The Globe & Mail this morning had a commentary about the new energy crisis — not a crisis of supply as back in 1973 (does anyone remember gas lineups?) but one of rapidly rising prices. So of course the comments on this article range from government conspiracy through corporate waste. And there are side mentions of the change to public transportation where it is available.

What fascinates me is that during my lifetime both business and government has been hard at work systematically dismantling public transportation networks all across North America. When I was living in Toronto the main street closest to me used to have an inter-urban train on it that ran from Toronto out to Guelph. Now you can get there by driving on the expressway — if you have a car. Toronto, like most cities, is surrounded by a wide expanse of suburbs that are almost exclusively glued together by cars. The other night there was an analyst talking about the shift to public transportation — in the US (and most likely in Canada as well) less than 5% of the population has access to public transportation.

But wait, there’s more. In eastern Ontario where we live there are the ghosts of an old agricultural past — abandoned processing plants that used to take the products of the region and brew beer or make cheese or 100’s of other items. These plants provided local employment and kept the transportation costs down on the raw materials. But as part of the great scale-up these were all closed down in favor of shipping all the materials to big plants in distant locations. And even more, buying the materials themselves from distant parts so the local agricultural producers died a slow death. The 12,000 mile salad, unfortunately, is far more the rule than the exception.

So here we are — our civilization has been restructured around long distance transportation that is no longer cheap and looks to be getting even less so. We have dismantled the widespread networks of public transportation in favor of private vehicals, then encouraged people to buy the least efficient kinds.
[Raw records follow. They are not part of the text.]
Issue #14302, opened 2025-03-19
[🐛 Bug]: Defining and using a CustomElement in Firefox breaks `$$`


htho:
### Have you read the Contributing Guidelines on issues?

- [x] I have read the [Contributing Guidelines on issues](https://github.com/webdriverio/webdriverio/blob/main/CONTRIBUTING.md#reporting-new-issues).

### WebdriverIO Version

9.12.0

### Node.js Version

v22.13.1

### Mode

WDIO Testrunner

### Which capabilities are you using?

```typescript
capabilities: [
    {
        browserName: 'chrome',
    },
    {
        browserName: 'firefox',
    },
],
```

### What happened?

I created a repository to reproduce the bug: https://github.com/htho/wdio-repro-collection

* I have a page with a custom element.
* When I use `$$` to count how often a selector matches, this works in Chrome, but not in Firefox.

**In Firefox tests fail, because the selector matched twice as many elements.**

I can share some findings:

1. `console.log(await $$("p").map(e=> e.elementId));` reveals that the elementIds are listed twice.
2. A Custom Element must be defined AND used
   1. A Custom Element that is not defined is ok
   2. A Custom Element that is defined, but never used is also ok

### What is your expected behavior?

The selector should list the correct amount of elements.

### How to reproduce the bug.

```html
<head>
    <script>
        class MyElement extends HTMLElement {}
        window.customElements.define("my-element", MyElement);
    </script>
</head>
<body>
    <div>
        <p>hi</p>
        <p>hi</p>
    </div>
    
    <my-element></my-element>
</body>
```

```ts
import { expect, browser, $$ } from '@wdio/globals'

describe('$$', () => {
    it(`counts`, async () => {
        await browser.url(`https://htho.github.io/wdio-repro-collection/multipleElements.html`)
        console.log(await $$("p").map(e=> e.elementId));
        await expect($$("p")).toBeElementsArrayOfSize(2);
    });
});
```

```cmd
git clone https://github.com/htho/wdio-repro-collection.git
cd wdio-repro-collection
npm ci

npm run test:multipleElements
```

### Relevant log output

```typescript
none
```

### Code of Conduct

- [x] I agree to follow this project's Code of Conduct

### Is there an existing issue for this?

- [x] I have searched the existing issues

erwinheitzman:
Should be fixed in the next release

htho:
Thanks for the quick fix @admc, @erwinheitzman and @christian-bromann

PR #14319, opened 2025-03-25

Local agriculture, that once sustained the cities and provided for a vibrant rural life has been largely shutdown. And of course those huge processing plants were sometimes staffed with the cheapest labor available — who sometimes have issues with the government.

My question is very simple — can this clock be rolled back? Will the politicians have the vision to undo the destructive changes to transportation and re-vitalize the rail networks? Can local agriculture be rediscovered? Or will these events happen as a consequence of a general economic collapse as distance-spanning economies fail from their own costs and people are forced to find other ways? Not everyone was this stupid — look at Europa.